The combination of TB and SB provides the most accurate and effective method for detecting PCa. However, the high accuracy of TB combined with SB comes at the cost of using more biopsy needles. The more prostate biopsy cores are involved in SB, the greater the risk of biopsy-related adverse events and complications such as infection, rectal bleeding, hematuria, hematospermia, erectile dysfunction, and retention will be [14,15]. Our results showed that TB with fewer than four to five biopsy cores had a higher positive rate than CB. This was consistent with the findings of Drobish et al. [10]. Only TB for PI-RADS 5 lesions can shorten the operation time and reduce patient discomfort, as well as the time to biopsy and specimen processing.

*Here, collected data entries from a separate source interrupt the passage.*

PR #11156, opened 2026-09-11
fix(orchestrator): report terminal runs after wait timeout

kiiwee:
## What Changed

Recompute the wait result's `timedOut` flag from the run status returned by the final projection read.

## Why

A run can finish while `waitForThread` is handling its timeout. The final read then returns a completed run, but the response previously still reported `timedOut: true`. This focused Orchestrator V2 (#2829) fix reports completion consistently while preserving active-run timeouts and the missing-run error.

## Validation

- Reproduced the completed-run mismatch before the fix; active and missing-run controls passed.
- `vp test run apps/server/src/orchestration-v2/ThreadManagementService.test.ts` — 10 passed, using Deferred and TestClock for deterministic timeout coverage.
- Targeted type-aware lint/type checking and formatting passed for both changed files.
- Rebased onto the latest V2 branch before publishing.

Implemented by Grok 4.6 through Grok Build, with Codex supervision, fixture compatibility corrections, patch application, and verification.


juliusmarminge:
Duplicate of #11574 — identical `timedOut: !isTerminalRunStatus(run.status)` fix; that PR is rebased and carries extra regression coverage. Thanks!

PR #11157, opened 2026-09-11
fix(server): wake paused Cursor replay runs on mismatch

kiiwee:
A Cursor replay run waiting for a recorded cancellation could remain suspended when another operation mismatched the transcript. The failure was stored, but the paused waiter was never notified.

Resolve the existing progress signal when recording a replay failure so waiters report that same typed failure without advancing the transcript. Add a regression that pauses a run, issues a mismatching close, and verifies both operations receive the same mismatch.

Validation: the new test timed out before the fix; all 4 replay-testkit tests pass afterward without adding sleeps or timeout-based passing assertions. Scoped type-aware lint/typecheck and formatting pass.

Targets the Orchestrator V2 branch in #2829. Replay harness only; no client or wire-schema changes.

Engineered with Grok 4.6 via Grok Build CLI; reviewed, applied, and verified by GPT-6 via Codex.


juliusmarminge:
Superseded — this fix landed on `t3code/codex-turn-mapping` via #11535 (the newer version carries the same change plus broader test coverage). Thanks for the PR!

PR #11158, opened 2026-09-11
fix(server): reject partial output from failed Cursor runs

kiiwee:
Cursor text generation accepted valid JSON from failed or cancelled SDK runs as successful metadata. Require a finished run before decoding its output, and report failure details accurately even when partial output exists.

Both new partial-output regressions fail before the fix. All 10 Cursor text-generation tests pass afterward, including successful generation and resource cleanup. Targeted type-aware lint, type checking, and formatting pass for both changed files.


saphid:
Heads up: this fix was adapted onto a current `t3code/codex-turn-mapping` base in #11534, since this branch carries a stale divergent base (300+ file diff). The fix itself is credited to you there.

juliusmarminge:
Superseded — this fix landed on `t3code/codex-turn-mapping` via #11534 (the newer version carries the same change plus broader test coverage). Thanks for the PR!

PR #11160, opened 2026-09-11
fix(server): replay all command events across persistence pages

kiiwee:
Command replay silently stopped after the persistence layer's default 1,000-event limit. Page command-filtered reads by sequence so every stored event is returned in order while each database read remains bounded.

The SQLite regression returned only 1,000 of 1,001 matching events before the fix, with unrelated events interleaved. All 36 foundation persistence tests now pass, including empty and single-page replay. Targeted type-aware lint, type checking, and formatting pass for both changed files.


juliusmarminge:
Superseded — the same cross-page replay fix landed via #11499, which ports it to the current persistence layout (`persistence/Layers/OrchestrationEventStore.ts`). Thanks!

PR #11162, opened 2026-09-11
fix(server): show title and branch generation failures

### LINKED ISSUE #5359: [Bug]: Thread title and branch-name generation fail silently when the text generation provider is unhealthy

shivamhwp:
## What Changed

When title or worktree branch generation fails, the thread now shows the error. Automatic titles report after the existing retries finish; manual regeneration reports the error and clears its pending state. The turn continues with the existing title and branch. Cancellation, manual renames, and replacement regeneration requests do not produce stale error entries.

## Why

These failures were only logged on the server, so an unhealthy text-generation provider made naming look broken without an explanation. This implements the failure-reporting option in #5359. Provider selection and retry policy are unchanged, including the retry classification requested in the later issue comment.

The existing activity contract and web, desktop, and mobile renderers carry these errors. No provider-specific behavior or transport changes are needed.

## UI Changes

Same disposable thread and browser. A temporary generator fault produced a deterministic configuration error through the real regeneration command. The separate unknown-provider error prevents a real agent launch and appears in both captures. The fixture was removed before committing. Native desktop/mobile rendering was not exercised.

| Before | After |
| --- | --- |
| Regeneration silently fails | Regeneration failure appears in the thread |

Validation: all 68 reactor tests pass, covering exhausted automatic retries, branch-generation failure, manual regeneration, cancellation, and stale failures after title or branch changes. Four race regressions fail before the review corrections. The manual-failure regression fails on the baseline. Scoped lint has existing warnings only. Server TypeScript checking passes after repairing the worktree dependency installation.

Internal Fable refinement is pending after connection failures.

Review decision: reporting includes naming operations that fail while loading settings, renaming the Git branch, or saving the generated title. These errors prevent the requested naming operation from completing, so hiding every non-`TextGenerationError` would restore a silent failure. The branch summary explicitly says "generate or rename" and the activity detail preserves the underlying error.

## Checklist

- [x] I included before/after screenshots for UI changes

Closes #5359

## Summary by CodeRabbit

- **New Features**
  - Text-generation failures during thread title creation or regeneration are now surfaced as failure activities.
  - Worktree branch-name generation and rename failures are now surfaced as failure activities.

- **Bug Fixes**
  - Exhausted title and branch-generation retries no longer fail the active turn.
  - Thread title generation now retries according to the configured schedule.
  - Canceled title generation no longer emits an unnecessary failure activity.
  - Outdated failures are ignored after a manual rename or title replacement.

Rebased on main `20363c32c9bfdbf49c2716ef11d1f18483fcc01b`. Scoped validation rerun after rebasing; existing native and human review limits remain.


juliusmarminge:

PR #11165, opened 2026-09-11
fix(server): retry a failed provider version lookup on the next probe

### LINKED ISSUE #11163: [Bug]: Provider update prompt never shows when npm registry lookup exceeds the hardcoded 4s timeout
### Before submitting

### Area

apps/server

### Steps to reproduce

1. Run T3 Code on a machine where DNS resolution is slow on cold lookups (mine goes through a local filtering resolver; `registry.npmjs.org` takes 11-14s to resolve the first time, ~0.4s once warm).
2. Have an outdated Claude Code (or any npm-managed provider) installed via `npm i -g`.
3. Open T3 Code and wait.

```
$ curl -s -o /dev/null -w "dns=%{time_namelookup}s total=%{time_total}s\n" https://registry.npmjs.org/%40anthropic-ai%2Fclaude-code/latest
dns=11.231198s total=11.568347s
dns=0.007778s total=0.399317s
```

### Expected behavior

The "provider update available" toast shows up, like it used to for me.

### Actual behavior

No toast ever appears. Settings > Providers still shows the update button and the one-click update works fine, so the maintenance capability detection is right; only the latest-version check is failing.

From reading the server bundle: `fetchNpmLatestVersion` wraps the registry request in `timeoutOption(LATEST_VERSION_TIMEOUT_MS)` with `LATEST_VERSION_TIMEOUT_MS = 4e3`. When it times out it returns `null`, `resolveLatestProviderVersion` caches that `null` for `LATEST_VERSION_CACHE_TTL_MS = 36e5` (1 hour), and `deriveVersionAdvisory` yields `status: "unknown"`, so the client's `behind_latest` gate never fires. One slow DNS hit at startup silences the prompt for an hour, and every hourly retry has to beat the same 4s window.

Suggestions, any one of which would fix it for me:
- Bump the timeout (10-15s) or make it configurable.
- Don't cache a `null` result for the full hour; retry sooner on failure.
- Log the timeout somewhere visible so it's not a silent "unknown".

### Impact

### Version or commit

T3 Code (Alpha) 0.0.40.0, Claude Code provider 2.1.263 (latest 2.1.268)

### Environment

Windows 11 Pro 10.0.26200, Claude provider installed via `npm i -g @anthropic-ai/claude-code`, binaryPath pointed at `%APPDATA%\npm\node_modules\@anthropic-ai\claude-code\bin\claude.exe`

Mnigos:
The provider update prompt depends on `resolveLatestProviderVersion`, which asks the npm registry for the latest version under a 4 s timeout. When that single request times out (a cold DNS lookup on a filtering resolver can take over 10 s) or fails, the `null` result is cached for the full one-hour TTL, so `deriveVersionAdvisory` stays `unknown` and the "update available" toast never appears, even though the next lookup would take well under a second.

A failed or timed-out lookup is now cached for one minute instead of an hour, so the next provider probe retries it. Successful lookups keep the hour-long cache, and the request timeout is unchanged.

## Verification

- New test in `providerMaintenance.test.ts`: a 503 from the registry yields `null` with a 60 s cache entry, the failure is still served from cache inside that minute, and after the test clock passes it a 200 response resolves `2.0.0` with the hour-long entry.
- `vp test run apps/server/src/provider/providerMaintenance.test.ts`: the new test and the existing cache tests pass. Two npm-ownership tests in that file fail identically on an untouched `main` checkout on this machine (they depend on the local npm prefix), so they are unrelated.
- Server typecheck and lint on the touched files are clean.

Fixes #11163. Implemented with Claude Code (Claude Fable 5.1).

## Summary by CodeRabbit

- **Bug Fixes**
  - Failed npm registry lookups are retried after one minute instead of being cached for the full hour.
  - Successful version lookups continue to be cached for one hour, ensuring update notifications remain timely.

### DIFF
--- a/apps/server/src/provider/providerMaintenance.test.ts
+++ b/apps/server/src/provider/providerMaintenance.test.ts
@@ -8,10 +8,12 @@ import * as NodePath from "node:path";
 import { ProviderDriverKind, ProviderInstanceId, type ServerProvider } from "@t3tools/contracts";
 import { HostProcessPlatform } from "@t3tools/shared/hostProcess";
 import * as Crypto from "effect/Crypto";
+import * as DateTime from "effect/DateTime";
 import * as Effect from "effect/Effect";
 import * as Sink from "effect/Sink";
 import * as Stream from "effect/Stream";
-import { HttpClient } from "effect/unstable/http";
+import * as TestClock from "effect/testing/TestClock";
+import { HttpClient, HttpClientRequest, HttpClientResponse } from "effect/unstable/http";
 import { ChildProcessSpawner } from "effect/unstable/process";
 import {
   createProviderVersionAdvisory,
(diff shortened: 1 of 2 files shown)


juliusmarminge:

Omitting SB can decrease the number of prostate biopsy cores, improve cost effectiveness and patient satisfaction, reduce the incidence of complications, and maintain adequate cancer detection rates.

The present study also had some limitations. First of all, since this study was a single-center retrospective study, there was some selection bias, inevitably. Second, some small lesions can be invisible in transrectal ultrasound-guided biopsies. Then, we used CB as the reference standard, which introduced the risk of false-negative diagnosis. Finally, all biopsies were performed by two experienced urologists, and the current investigation was performed by radiologists with more than ten years of experience. However, there is a strong subjectivity in the selection of suspicious areas and targeted puncture of suspicious areas, highly depending on the experience of the puncture operator, which may affect the accuracy of a targeted puncture. We are optimistic that this study can serve as a foundation for developing a more effective puncture scheme for PCa. A larger number of studies are needed to confirm these results and achieve further evidence about the clinical effects.

5. Conclusions

In patients with PI-RADS 5 lesions, TB can obtain the same detection rate with fewer prostate biopsy cores when compared to CB. SB adds minimal clinical value and can be omitted for these patients. However, a prospective and randomized study with a larger sample size is warranted to confirm the value of the biopsy scheme.